• _Problem statement_
Return, unaltered, every line from the beginning of the material below up to and including the one with "small per-version helper.".

• _Records for the task_
*** Begin section ***

PR #805, opened 2026-09-16
fix(hardano,primitives,utxorpc): follow-ups from ScriptNOfK's signed threshold (#803), plus a stack-safety gap in map_native_script

npoxon:
## Summary

Follow-ups from review on #803 (merged), which typed `ScriptNOfK`'s threshold `i64` instead of `u32`, plus a stack-safety gap in `pallas-utxorpc` found live in production.

## Changes

- `pallas-hardano`: the threshold now renders through `to_haskell_str_p()` like every other constructor argument in this file, so a negative value gets the required parens (`MOfN (-1) (...)`) instead of invalid syntax (`MOfN -1 (...)`).
- `dijkstra`: doc comment and a round-trip test for the same field, pinning `i64::MIN`/`-1`/`0`/`i64::MAX` and that the wire bytes match `alonzo`'s.
- `pallas-utxorpc`:
  - Added the missing upper-bound test for the `u5c` clamp (only the lower bound was covered).
  - Deduplicated `map_native_script` into the shared macro body - the two per-version copies differed only in one variant's name (`ScriptPubkey` vs `ScriptPubkeyHash`), now isolated in a small per-version helper.
  - **Made `map_native_script` stack-safe.** #802 fixed the NativeScript CBOR codec but explicitly excluded recursive downstream visitors, and this mapping was exactly that - plain recursion, one call frame per nesting level. Confirmed live: a production service hit a stack overflow converting the same 5,383-deep script from block 5183974 (the block that motivated #802) into u5c's wire format. Rewritten as a heap-backed work list, the same shape `pallas-primitives`' `Clone` impl already uses for the source type. No change to the mapped output (existing snapshot tests pass unchanged, plus a new mixed-shape test); a new test reverts the fix and confirms it aborts with a stack overflow on a 128 KiB thread without it.

## Known remaining gap

`map_native_script` itself is now stack-safe, but the returned `u5c::NativeScript` is a plain generated prost type with no custom `Clone`/`PartialEq`/`encode`/drop, so those still recurse on this value same as before. Measured ceilings on a 2 MiB stack (tokio's default worker stack), release build: `clone` ~10,640, `encode` ~32,895, `eq`/`drop` ~43,828. The production script is 5,383 deep, so this PR does resolve that crash in a release build, with `clone` the tightest margin at about 2x headroom - but a debug/dev-profile build's `clone` (~1,661) and `encode` (~2,051) still abort at that depth. Also note: the message this now successfully builds is rejected by a default-configured `prost` consumer (100-frame recursion limit) - the `no-recursion-limit` feature is a prerequisite for the end-to-end path, not an optimisation.

## Summary by CodeRabbit

* **Bug Fixes**
  * Fixed Haskell output for negative native-script thresholds.
  * Prevented stack overflows when processing deeply nested native scripts.
  * Ensured native-script thresholds are safely clamped to supported ranges, including negative and oversized values.
  * Preserved the structure, ordering, and contents of mixed native-script trees during conversion.

* **Tests**
  * Added coverage for signed threshold encoding across the full 64-bit range.
  * Added tests for negative formatting, threshold clamping, deeply nested scripts, and mixed-tree conversion.


npoxon:
Hey @scarmuega, thank you for reviewing/merging my previous PR. This is a follow-up to address review comments from the previous PR.

scarmuega (approved):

*** End section ***

• _Solution to this problem_
PR #805, opened 2026-09-16
fix(hardano,primitives,utxorpc): follow-ups from ScriptNOfK's signed threshold (#803), plus a stack-safety gap in map_native_script

npoxon:
## Summary

Follow-ups from review on #803 (merged), which typed `ScriptNOfK`'s threshold `i64` instead of `u32`, plus a stack-safety gap in `pallas-utxorpc` found live in production.

## Changes

- `pallas-hardano`: the threshold now renders through `to_haskell_str_p()` like every other constructor argument in this file, so a negative value gets the required parens (`MOfN (-1) (...)`) instead of invalid syntax (`MOfN -1 (...)`).
- `dijkstra`: doc comment and a round-trip test for the same field, pinning `i64::MIN`/`-1`/`0`/`i64::MAX` and that the wire bytes match `alonzo`'s.
- `pallas-utxorpc`:
  - Added the missing upper-bound test for the `u5c` clamp (only the lower bound was covered).
  - Deduplicated `map_native_script` into the shared macro body - the two per-version copies differed only in one variant's name (`ScriptPubkey` vs `ScriptPubkeyHash`), now isolated in a small per-version helper.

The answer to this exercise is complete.